GT3a:0.90 nM (Ki), GT1a:0.01 nM (Ki), GT2b:0.15 nM (Ki), GT1b:0.01 nM (Ki), GT2a:0.08 nM (Ki)

In biochemical assays, Grazoprevir is effective against a panel of major genotypes and variants engineered with common resistant mutations, with Ki of 0.01 nM (gt1b), 0.01 nM (gt1a), 0.08 nM (gt2a), 0.15 nM (gt2b), 0.90 nM (gt3a), 0.07 nM (gt1bR155K), 0.14 nM (gt1bD168V), 0.30 nM (gt1bD168Y), 5.3 nM (gt1bA156T), and 12 nM (gt1bA156V), respectively. In the replicon assay, Grazoprevir demonstrates subnanomolar to low-nanomolar EC50s against genotypes 1a, 1b, and 2a, with EC50s of 0.5±0.1 nM, 2±1 nM, and 2±1 nM for gt1bcon1, gt1a, and gt2a, respectively. Grazoprevir is potent against a panel of HCV replication mutants NS5A (Y93H) (EC50: 0.7 nM), NS5B nucleosides (S282T) (EC50: 0.3 nM), and NS5B (C316Y) (EC50: 0.4 nM)[1]. Grazoprevir maintains the excellent potency against the gt 3a enzyme as well as a broad panel of mutant enzymes, has excellent potency in the replicon system [gt1b IC50(50% NHS): 7.4 nM; gt1a IC50(40% NHS): 7 nM], and shows excellent rat liver exposure[2].
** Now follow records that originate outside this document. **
PR #28, opened 2024-08-22
Implmented auto de-allocation of Closure

tomoyanonymous:
In the previous implementation, any closures allocated on the VM are "closed" on the return instruction, that upvalues hold by closures are replaced from the location on the stack to reference-counted heap(RC<RefCell<V>>).
This PR addresses the issue.

- Storage of the closures are now implemented with `slotmap` crate. This is mostly same as `generational-arena`, the value can be removed and managed without fragmentation of memory spaces(generatinal-arena crate is no longer maintained).
- Currently, some tests fails because the type for inline closures are not inferred correctly. Maybe I merge this after the type inference code are fixed.


tomoyanonymous:
quick note: this is needed for the scheduler implementation. Each time tasks are scheduled, anonymous closures are made and
scheduler holds its id. When finished execution,
the scheduler orders to release the closure to the VM.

When dosed to dogs, Grazoprevir shows low clearance of 5 mL/min/kg and a 3 h half-life after iv dosing and has good plasma exposure (AUC: 0.4 μM/h) after a 1 mg/kg oral dose. Dog liver biopsy studies showed that the liver concentration of Grazoprevir after the 1 mg/kg oral dose is 1.4 μM at the 24 h time point. Similar to its behaviour in rats, Grazoprevir demonstrates effective partitioning into liver tissue and maintains high liver concentration, relative to potency, 24 h after oral dosing in dogs [2].